Windows on Whales and Whaling
Editorial by Janice Henke, Anthropologist
 

Each of us sees the world through the window of our own experience and culture. The lights that shine through that window are the many kinds of information that inform us about what we see "on the other side", as well as those "facts" that inform us about the world of our own lives, on our own side of the window. In modern times, people have developed ways of sharing their differing views of our common world, through the lenses of diplomacy, negotiation, and attempts at mutual understanding and cooperation. This strategy for having working relationships outside one's own culture was formed when it dawned on many people that the old ways of persuasion, through force and violence, were not all that effective or beneficial over time.

The ICRW was formed as an effective way for many nations to find mutual benefit from blending the perspectives of whale conservation with those of whale utilization. Thus we recall that famous phrase in the ICRW preamble which states: "Having decided to conclude a convention to provide for the proper conservation of whale stocks and thus make possible the orderly development of the whaling industry;"

Today, sadly, the windows through which many in the western world perceive whales and whaling are admitting fewer sources of light than formerly. Two distinct views have emerged at the house of the IWC because of two very different kinds of information that have penetrated the consciousness of common citizens and their national leaders. Some of us are in cultural houses with windows on the world that admit only one scene, while no other light penetrates through the shadows that have formed around us.

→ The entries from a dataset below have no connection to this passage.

PR #2080, opened 2019-04-26
Add basic indexing for collections.

DailyDreaming:
- [x] Add collections/dynamoDB API for faster user lookups.
- [x] Increase the paging testing to be more robust now that it's faster.
- [x] Test individual collections db calls.
- [x] Deleted files should be updated in the db, but handle files that are unexpectedly not there.
- [x] Have dynamoDB return paged uuid responses.
- [x] Script to populate the collections db from scratch (read everything in the collections key of that bucket).


dss/api/collections.py
```diff
@@ -46,43 +47,47 @@ def get_impl(uuid: str, replica: str, version: str = None):
...
     # single response returning all collections (or those remaining)
     else:
-        collections = fetch_collections(handle, bucket, collection_keys[start_at:])
-        return jsonify({'collections': collections}), requests.codes.ok
+        collection_page = collections[start_at:]
+        return jsonify({'collections': collection_page}), requests.codes.ok
+
 
 @dss_handler
 @security.authorized_group_required(['hca'])
```
amarjandu: This `GET` will get updated for sharability at a later time?

dss/collections/__init__.py
```diff
@@ -0,0 +1,35 @@
+import os
+
+from dss import dynamodb  # type: ignore
+
+
+collection_db_table = f"dss-collections-db-{os.environ['DSS_DEPLOYMENT_STAGE']}"
+
+
+def put_collection(owner: str, uuid: str, permission_level: str = 'owner'):
+    assert permission_level in ('owner', 'read-only')
```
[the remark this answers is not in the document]
DailyDreaming: `read-only` isn't implemented yet.  It's there for sharing functionality and planning to be compatible since that is coming soon.  I wasn't sure whether to include it, but felt it wouldn't hurt.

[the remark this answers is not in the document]
DailyDreaming: Also, `read-only` users won't have write functionality obviously, but it's still a put operation into the database with the item containing the user and their permission level for that collection uuid.

dss/api/collections.py
DailyDreaming: It will.  This PR got broken up into a number of smaller earlier PRs refactoring dynamodb in general, and the sharing functionality will also become a separate PR.

dss/collections/__init__.py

Anti-whaling proponents resist all attempts by those in other cultural houses to remove the clouds that cast shadows of prejudice and suspicion. They refuse to admit the lights of science and cultural tolerance. Their view of whaling is seen through the lens of political power to be gained at home through strategies of coercion and political blackmail. What national leader would decide to make pro-whaling decisions based on science and respect for cultural differences when he or she is aware that at home, the opposition party and green NGOs will use all manner of untrue, negative information to cause a loss of office at election time? No national leader wishes to be labeled "anti-environment", which is just what happens any time that there is a possibility that decisions would be made in accordance with the mandates of the Convention; i.e., all whale management decisions are to be made on the basis of science.

If the leader's own citizens do not participate in whaling, or do not derive some cultural or economic benefit from it, then the national policy of obstructionism at IWC will not change, regardless of words written long ago in a Convention preamble, and regardless of increasing and overwhelming evidence that a cooperative, multi-species approach to whale and fisheries management is the only scientifically justifiable answer to newly perceived problems in the marine environment.

Our world is viewed through many windows. The lights of science and the lights of tolerance for human differences are still beacons for many people. We at IWMC fervently hope that the darkness of intolerance and hatred can be overcome in the future so that all people can work together towards the goals of sustainability and lasting conservation of all the earth's natural resources.